Records from a collection

PR #233, opened 2017-03-10
Include devtools-source-map in Babel pipeline

jryans:
`devtools-source-map` is a new package using syntax that needs Babel translation, so we need to update the exclusion filter in launchpad to allow it.

### DIFF
--- a/packages/devtools-launchpad/webpack.config.js
+++ b/packages/devtools-launchpad/webpack.config.js
@@ -25,27 +25,34 @@ module.exports = (webpackConfig, envConfig) => {
   webpackConfig.module.loaders.push({
     test: /\.js$/,
     exclude: request => {
+      // Some paths are excluded from Babel
       let excludedPaths = [
         "bower_components",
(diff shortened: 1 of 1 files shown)


packages/devtools-launchpad/webpack.config.js
```diff
@@ -25,27 +25,34 @@ module.exports = (webpackConfig, envConfig) => {
...
-      // Create a regexp matching any of the paths in excludedPaths
-      let excludedRe = new RegExp(`(${ excludedPaths.join("|") })`);
-      let excluded = request.match(excludedRe);
+      let excludedRe = new RegExp(`(${excludedPaths.join("|")})`);
+      let excluded = !!request.match(excludedRe);
+
+      // Others are explicitly included for Babel
+      let includedPaths = [
+        "devtools-client-adapters",
+        path.join("devtools-launchpad", "src"),
```
jasonLaster: nice improvement here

_Work instruction:_ Only the number is wanted: how many lines in the data include the string "launchpad"?

_Response for this exercise:_ 5